⟨

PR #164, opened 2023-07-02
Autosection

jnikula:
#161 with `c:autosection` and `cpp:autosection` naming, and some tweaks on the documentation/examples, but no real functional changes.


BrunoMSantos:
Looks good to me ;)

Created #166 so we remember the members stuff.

⟩
⟨

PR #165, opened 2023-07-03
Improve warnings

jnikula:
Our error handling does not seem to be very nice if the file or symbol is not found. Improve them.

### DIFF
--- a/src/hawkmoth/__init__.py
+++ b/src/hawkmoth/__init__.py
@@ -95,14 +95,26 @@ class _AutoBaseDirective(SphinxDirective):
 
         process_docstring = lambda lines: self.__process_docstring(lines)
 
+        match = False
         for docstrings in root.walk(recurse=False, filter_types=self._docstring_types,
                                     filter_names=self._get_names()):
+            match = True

⟩

What needs to be done = The reply should hold only the lines of the listing above starting at the line containing "Looks good to me ;)" and ending at the line containing "Created #166 so", exactly as written.

Solution =
Looks good to me ;)

Created #166 so we remember the members stuff.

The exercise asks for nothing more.